Белок IsrB, управляемый РНК, является членом семейства OMEGA, кодируемым суперсемейством транспозонов IS200/IS605. IsrB является вероятным предшественником IscB, другого члена семейства OMEGA, который является очевидным предком Cas9, о чем свидетельствуют как филогенетический анализ, так и общая уникальная архитектура домена4,5. Подобно IscB и Cas9, IsrB содержит RuvC-подобный нуклеазный домен, который прерывается вставкой мостиковой спирали (BH) (рис. 1а).

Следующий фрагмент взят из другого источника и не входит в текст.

Issue #2272, opened 2022-01-03
No consumption data on new installation


walkercam:
### Is there an existing issue for this?

- [X] I have searched the existing issues

### What happened?

Teslamate has been up and running for several days now with multiple drive and charge cycles. All data appears to be showing correctly however I have a complete lack of energy consumption data. I have gone through some of the past issues and it appears there may be others with a similar issue but with no resolution. I've gone through all of the settings and documentation without finding a possible solution. 

Car is a new Chinese assembled M3 SR+.

![image](https://user-images.githubusercontent.com/133103/147896963-25242dc3-30aa-4439-819a-5405ee7da7ce.png)

### Relevant log output

```shell
No obvious issues in the logs (although I'm no expert)
```

### Type of installation

Docker

### Version

1.25.0

BabyYeggie:
Efficiency is not calculated for drives of less than 1km.

DrMichael:
Could well be, that efficiency is empty. What gives `select id, efficiency from cars;`?

That should be filled after a while...

niklasfink:
This is the same problem I'm having and what we already started discussing in #2229. However, since #2229 is probably a slightly different problem (because the issue opener is seeing kWh values, but no efficiencies), I'll continue here.

My cars also do not have an efficiency value, even though they have been charged multiple times for more than 30mins and have lots of drives.

I have found the following in the code base in the `recalculate_efficiency` func:
https://github.com/adriankumpf/teslamate/blob/41f1280e75e8f48db702f18755e1ce0ab1f044bd/lib/teslamate/log.ex#L605

Since there is no documentation on the efficiency feature, I can only guess from that little snippet, that the efficiency is calculated after a charging cycle with very specific properties, such as duration>10, end_battery_level<95 ...

In my case, I mostly charge to 100%, which probably a lot of SR+ LFP battery owners will do.

@adriankumpf what is the reasoning behind the efficiency calculation only being done for charging cycles with end_battery_level<95?

niklasfink:
I finally received an efficiency value for one of the monitored cars after I stopped the charge at 90%. 

Seem like there are quite a few conditions until an efficiency value is calculated. This is currently not explained in the FAQ, therefore a lot of questions are coming up.

![image](https://user-images.githubusercontent.com/1809301/148176911-98055daf-dd49-4e8d-83ee-dc87c1ade828.png)

walkercam:
[...]

Issue #2229, opened 2021-12-19
Consumption will often not shown on drives list, but on drive details


bobo71dream:
### Is there an existing issue for this?

- [X] I have searched the existing issues

### What happened?

Hi. I have in my Drives list often not shown field Consumption. In Drives Details the information is shown. For example see screenshots attached. It is possible to fix it.
PS: this problem was present in all used versions for me. I use teslamate since 12/2020.

Thank you for your good tool and i hope for your support.

### Relevant log output

```shell
no log inserted
```

### Screenshots

![image](https://user-images.githubusercontent.com/10685047/146670892-64274ef7-b32a-414b-9168-ce98559c029c.png)
![image](https://user-images.githubusercontent.com/10685047/146670916-4718d68c-3e39-4711-91f4-d96c541fe647.png)

### Type of installation

Docker

### Version

v1.25.0

DrMichael:
Might be the same as https://github.com/adriankumpf/teslamate/issues/2193

cwanja:
> Might be the same as #2193

Definitely seems possible. But it shows in the drive details. Cannot recall if mine showed in the drive details or not. 

@bobo71dream - can you run the following command from your database / docker installation? 
`select id, efficiency from cars;`

Another alternative can be:
`docker-compose exec database psql teslamate teslamate -c \ "select id, efficiency from cars;"`

**Note:** depending on your installation `database` might need to be replaced with `db`.

cleanev:
Another data point, if it is of any use in identifying why same drive from point A to point B and back, where one of the two is always missing consumption calculation. The drives shown are exactly over same route to and fro.
There seems to be some subtle measure that makes this calculation show or otherwise
![EFC63138-7394-493B-9E1C-F3D816F5165E](https://user-images.githubusercontent.com/45519661/147387969-0369fb02-db0c-4d35-aaff-055ae3ca6ad9.jpeg)

niklasfink:
> > Might be the same as #2193
> 
> Definitely seems possible. But it shows in the drive details. Cannot recall if mine showed in the drive details or not.
> 
> @bobo71dream - can you run the following command from your database / docker installation? `select id, efficiency from cars;`
> 
> Another alternative can be: `docker-compose exec database psql teslamate teslamate -c \ "select id, efficiency from cars;"`
> 
> **Note:** depending on your installation `database` might need to be replaced with `db`.

[...]

PR #2345, opened 2022-01-19
Update faq.md

cwanja:
Clarified how the consumption values are calculated and what triggers the recalculations based on issues #2193, #2229 and #2272


adriankumpf (approved):
Thank you!

PR #2353, opened 2022-01-22
Update timeline.json: add filter for destinations

DrMichael:
Not sure about iteration, uid and version...


DrMichael:
New one coming...

PR #2368, opened 2022-01-25
Update upgrading.mdx

cwanja:
Added text to clarify that the `pull` command needs to be ran from the directory where the docker YML file is located.


adriankumpf (approved):
Thanks!

PR #2380, opened 2022-01-26
If the recharge cost is null, there is no visible link

carloscuezva:
Set "-" character as default value if is null

Before:
Before

After:
After


adriankumpf (approved):
Good catch! Thank you.

carloscuezva:
Not at all

srivaths:
Related...Is it possible to set the cost for a location/geofence (such as home)?  This above fix seems to address the cost for just one instance of charging.  And even for this single instance, it seems to revert to Total cost (even if I specify the rate /kWh).

carloscuezva:
@srivaths, this option already exists now, you can click in any location and set the cost

image

srivaths:
@carloscuezva Ah! Thanks.  It's on the geofence itself. I got it now.

However I made a mistake while entering the value (cost/kWh).  Instead of entering 0.1 I entered 0.01.  Now I have corrected it in the geofence.  However the charges dashboard still is using the old value (0.01)

srivaths:
@carloscuezva @adriankumpf 
As noted in my previous response, a change to the cost at a geofence is not getting reflected in the **Charges** dashboard.

This is easy to test by changing the cost at a geofence to 0/kWh.  The **Charges** dashboard should then show 0 in the cost column.  It does not.

carloscuezva:
Price changes should never be retroactive by default

srivaths:
@carloscuezva Very valid point.  However what is the solution when a user makes a mistake (like I did)?

PR #3136, opened 2023-02-28
Fix grafana datasource in  dashboards

DapengWei:
When grafana not set the Teslamate as the default datasource, the dashboards imported would not work.
So before import dashboards to an exist grafana, need to replace the datasource name with datasource uid.
I add a function  to fix the datasource uid in the script.


JakobLichterfeld:
I could not see the issue, compare https://github.com/jheredianet/Teslamate-CustomGrafanaDashboards

swiffer:
I think it's fixed for now - Imports working fine for me with just having the DataSource specified.

If it's still an issue we should wait for a response in https://github.com/grafana/grafana/issues/77325 before merging that fixture functions. I can't imagine that's how Grafana approaches automated imports of DataSources & Dashboards.
We could instead also hardcode the UID for example...

PR #3225, opened 2023-06-05
Update drive-details.json missing dataSource for pressure units

OrangeBean:
Update drive-details.json missing dataSource for pressure units.

I have to fix this dashboard after every Grafana restart (upgrade) as it pull the latest of the dashboard and bring unfixed version down.


adriankumpf:
Thanks!

PR #3244, opened 2023-06-14
Updated readme, docs and Spanish translation

jheredianet:
Here are some contributions:
- Updated the readme file with links to missing screen shots
- Added missing Spanish translations in default.po file
- Updated some comments on projects using Teslamate


adriankumpf:
Thank you!

PR #3277, opened 2023-07-08
Fix FreeBSD install instructions

uqs:
- add missing shebang
- add optional mqtt username/password, so people can see how it needs to be spelled
- small markup fixes


DrMichael:
This appears to be obsolete?

Dulanic:
> This appears to be obsolete?

If so, why did it get merged? :) Was that an accident?

DrMichael:
I merged only

- add missing shebang
- add optional mqtt username/password, so people can see how it needs to be spelled
Appeared to make sense.

PR #3289, opened 2023-07-20
Update updates.json

Dulanic:
Fix for div by zero error, fixed before to range, fixed now for update dashboard. https://github.com/adriankumpf/teslamate/issues/1460#issuecomment-1585648601


adriankumpf:
Thank you!

PR #3294, opened 2023-07-25
Update charge-details.json

DrMichael:
Show location name in charge details.
As proposed in https://github.com/adriankumpf/teslamate/issues/3293


adriankumpf:
❤️

PR #3299, opened 2023-07-29
Support server_name_indication for ssl

simonsmh:
Tested on neon serverless postgress.
[Reference](https://neon.tech/docs/guides/elixir-ecto#usage-notes)


grafana/Dockerfile
```diff
@@ -1,28 +1,11 @@
-FROM grafana/grafana:9.5.3
+FROM grafana/grafana:latest
```
JakobLichterfeld, line 1: Currently we need to use specific grafana version, and as for all external dependencies pinning the version is best practice. So this is not gonna be merged.

brianmay: In general I think this is a bad idea, because you loose control over when the grafana updates happen. i.e. you make a minor innocent change, and could end up new version of grafana too, that has never been tested before.

Also: if the build system already has an old cached version of grafana/grafana:latest, this will be used instead. And that version might be an old unsupported version.

Which doesn't mean we shouldn't strive for the latest version, but might be better if this is a manual process.

JakobLichterfeld: Thanks for the more detailed explanation, why are we not gonna merge something like this

simonsmh: #3497

PR #3307, opened 2023-08-07
Switch to alexandra-trackmap plugin

pesintta:
This PR switches away from the dated pr0ps-trackmap-panel to alexandra-trackmap-panel plugin. The pr0ps-trackmap-panel is written in AngularJS which is deprecated in later versions of grafana and will cease to work in the future. Alexandra-trackmap-panel has instead a more modern stack (Typescript & React) which is recommended to be used in Grafana.

Teslamate's Grafana Map panels in Drive details, Charge details, Trip and Visited dashboards are converted to alexandra-trackmap with "sensible settings" that look nice and have decent performance.

In this PR alexandra-trackmap is configured with dark raster map background which goes along nicely with the default dark grafana theme. Other graphical features (such as ant-path to show the direction of the drive) are included as well.

Dark TrackMap

n.b. Plugin upstream has not tagged new releases for a while which is why this pull request links to a direct commit hash in the upstream repository.

### DIFF
--- a/grafana/Dockerfile
+++ b/grafana/Dockerfile
@@ -4,7 +4,7 @@ ENV GF_ANALYTICS_REPORTING_ENABLED=FALSE \
     GF_AUTH_ANONYMOUS_ENABLED=false \
     GF_AUTH_BASIC_ENABLED=false \
     GF_PATHS_PLUGINS="/var/lib/grafana-plugins" \
-    GF_PLUGINS_ALLOW_LOADING_UNSIGNED_PLUGINS=natel-discrete-panel,pr0ps-trackmap-panel,panodata-map-panel,natel-plotly-panel \
+    GF_PLUGINS_ALLOW_LOADING_UNSIGNED_PLUGINS=natel-discrete-panel,alexandra-trackmap-panel,panodata-map-panel,natel-plotly-panel \
     GF_SECURITY_ADMIN_PASSWORD=admin \
     GF_SECURITY_ADMIN_USER=admin \
     GF_SECURITY_ALLOW_EMBEDDING=true \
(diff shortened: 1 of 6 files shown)


swiffer:
Would prefer using geomap in grafana 10 - that was Dependencies to 3rd Party Plugins is reduced likely resulting in less dependency conflicts in the Future

JakobLichterfeld:
I do see this conflicting with #3439

pesintta:
> I do see this conflicting with #3439

Yes, while I agree with the principle that built-in functionalities of grafana should be used where possible, I do wonder about their feature parity (as of today).

I haven't checked but I suspect that the drive graph in #3439 does not offer the "blue dot" on the map to highlight the position when hovering over other graphs in the dashboard which I find very useful and sought-after feature.
Can someone confirm this either way?

Also updates to the external plugin can probably be released faster than functionalities of built-in grafana visuals. I.e. with plugin there's no need to wait for grafana release cycles if some feature is needed.

That being said, I think the more static map components in dashboards (like charge locations, heatmap etc.) are probably better off with built-in grafana visuals.

JakobLichterfeld:
> I haven't checked but I suspect that the drive graph in #3439 does not offer the "blue dot" on the map to highlight the position when hovering over other graphs in the dashboard which I find very useful and sought-after feature.
> Can someone confirm this either way?

@oivindoh may you comment on this?

oivindoh:
@JakobLichterfeld The map marker is present with the built in visualisation as well.

I really see no reason to use plugins when the builtins offer the functionality we want (and actually offer maintained, timely and supported releases unlike the third party plugins). GeoMap has a rich set of features at this point.

JakobLichterfeld:
Perfect, thanks for feedback, so closing this in favor of #3439

PR #205, opened 2021-01-26
kvlds: avoid double-free of findleaf() cookie

gperciva:


gperciva:
Two alternative fixes for the same bug.  #205 is a smaller fix, while #206 is bigger but makes the code easier to reason about.  (That said, I might be missing something about the code organization, so I wouldn't be shocked if you prefer the smaller fix.)

cperciva:
Neither fix is correct.  `findleaf` can pass the cookie to `btree_node_fetch` and see it come back later; that alone breaks the patch in #206, while #205 fails to free the cookie if `findleaf` fails when it is invoked from `btree_node_fetch` (aka after needing to page in a node).

The correct fix is to say that `findleaf` take ownership of the cookie and is responsible for ensuring that it is freed even if `findleaf` returns non-zero.

gperciva:
Updated

kvlds/btree_find.c
```diff
@@ -264,15 +264,13 @@ btree_find_range(struct btree * T, struct node * N,
...
+		goto err1;
 
 	/* Success! */
 	return (0);
 
-err2:
-	kvldskey_free(C->e);
 err1:
-	mpool_findleaf_free(C);
+	kvldskey_free(C->e);
```
cperciva, line 273: What if we get to here from `kvldskey_create` failing?

kvlds/btree_find.c
```diff
@@ -155,7 +155,7 @@ findleaf(void * cookie)
 
 		/* Fetch the child node.  This adds a lock to the parent. */
 		if (btree_node_fetch(C->T, C->N, findleaf, C))
-			goto err0;
+			goto err1;
```
cperciva, line 158: I think we need to free `C->e` here too.

kvlds/btree_find.c
```diff
@@ -155,11 +160,13 @@ findleaf(void * cookie)
 
 		/* Fetch the child node.  This adds a lock to the parent. */
 		if (btree_node_fetch(C->T, C->N, findleaf, C))
```
gperciva, line 162: I'm confused by this part.  "If the node is not present, fetch it".  So we fetch the node, then invoke `findleaf()` on it, pass it `C`... then is that instance of `findleaf()` supposed to free C?  If so, then the `btree_node_unlock(C->T, NP);` following the `btree_node_fetch()` is invalid, because `C->T` would then be de-allocating freed memory.

kvlds/btree_find.c
```diff
@@ -155,11 +160,13 @@ findleaf(void * cookie)
...
-			goto err0;
+			goto err2;
 
 		/* Release the lock we acquired on the parent node. */
 		btree_node_unlock(C->T, NP);
 
+		/* Don't free C, because FIXME. */
```
gperciva, line 168: Empirically, I know that we can't free C here, but I don't understand why; quite likely as a result of my confusion about the recursive nature of `findleaf`.

kvlds/btree_find.c
cperciva: `btree_node_fetch` requests the node to be paged in, but it returns before that operation completes; the callback happens later.  So in this case we're guaranteed that `findleaf(C)` has not been re-invoked at the time that `btree_node_fetch` returns.

Incidentally, this is why `findleaf` starts by descending *as far as possible* through the tree.  If we simply called a hypothetical `btree_descend` which went down one level, we would need to handle the cases of "the node was already paged in and we could descend immediately" vs. "the node needed to be retrieved and we descended in a callback function later" separately.

gperciva:
Another attempt, again with low confidence in the comments.

I'm particularly un-enthused about
> if we found the leaf and (C->e != NULL), then C->callback_range is responsible for freeing C->e.

I mean, I get that you don't want to use `kvldskey_dup(C->e)` to pass a new value to the callback, to avoid an unnecessary memory allocation.  But that makes the explanation of what's happening a bit more wordy.

cperciva:
How about simply "findleaf is responsible for ensuring that C and C->e are freed"?  Along with a comment you already have in the code about how C->e was freed by callback_range.

gperciva:
Updated.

Однако, в отличие от IscB и Cas9, у IsrB отсутствует нуклеазный домен HNH, доля REC и большие части домена, взаимодействующего с мотивом, прилегающим к протоспейсеру (PAM), и, соответственно, он намного меньше (примерно 350 аминокислот), чем Cas9. . IsrB дополнительно содержит N-концевой домен PLMP (названный в честь его консервативного аминокислотного мотива) и нехарактерный C-концевой домен (рис. 1b). Предыдущая работа показала, что IsrB связывается с ωРНК длиной примерно 300 нуклеотидов, которая помогает IsrB разрывать нецелевую цепь двухцепочечной (ds) ДНК, содержащей мотив 5'-NTGA-3', смежный с мишенью (TAM)4. .
а — Архитектура локуса и направляющие РНК для IsrB (слева) и Cas9 (справа). б — Доменная архитектура Streptococcus pyogenes SpCas9 (вверху) и D. thermocuniculi IsrB (DtIsrB) (внизу). в — Схема IsrB в комплексе с ωРНК и целевой ДНК. Частичный дуплекс ДНК, содержащий ТАМ и целевые последовательности, использованные для структурного исследования, показан буквами последовательности. г, д, крио-ЭМ-карта плотности (г) и структурная модель (д) комплекса IsrB-ωРНК-ДНК-мишень. Пунктирные линии представляют плохо разрешенные области юРНК. TE, конец транспозона; ДР, прямой повтор; NUC, нуклеаза; PI — PAM-взаимодействующий; PLL, петля блокировки фосфата; ТИ, ТАМ-взаимодействующий; TS, целевая цепь; НТС, нецелевая цепь.
Чтобы охарактеризовать молекулярный механизм нацеливания ДНК с помощью ωРНК с помощью IsrB, мы проанализировали тройной комплекс, включающий Desulfovirgula thermocuniculi IsrB (DtIsrB), ωРНК длиной 284 нуклеотида, содержащую направляющий сегмент длиной 20 нуклеотидов, целевую цепь ДНК длиной 31 нуклеотид и 10 нуклеотидов. -nt нецелевую цепь ДНК с использованием одночастичной крио-ЭМ (рис. 1в). Мы получили трехмерную (3D) реконструкцию тройного комплекса с общим разрешением 3,1 Å (рис. 1d, расширенные данные, рис. 1a–c, и расширенные данные, таблица 1). Однако некоторые области карты, соответствующие ωРНК, были разрешены с более низким разрешением. Чтобы уточнить моделирование координат РНК, мы использовали инструмент моделирования, специфичный для РНК, auto-DRRAFTER, вместе с моделью вторичной структуры на основе ковариации для построения исходной модели ωРНК. На основе этой модели ωРНК и исходной модели IsrB, созданной путем предсказания структуры белка, мы определили структуру IsrB-ωРНК-ДНК (рис. 1e и расширенные данные, рис. 1d,e и 2)6,7,8.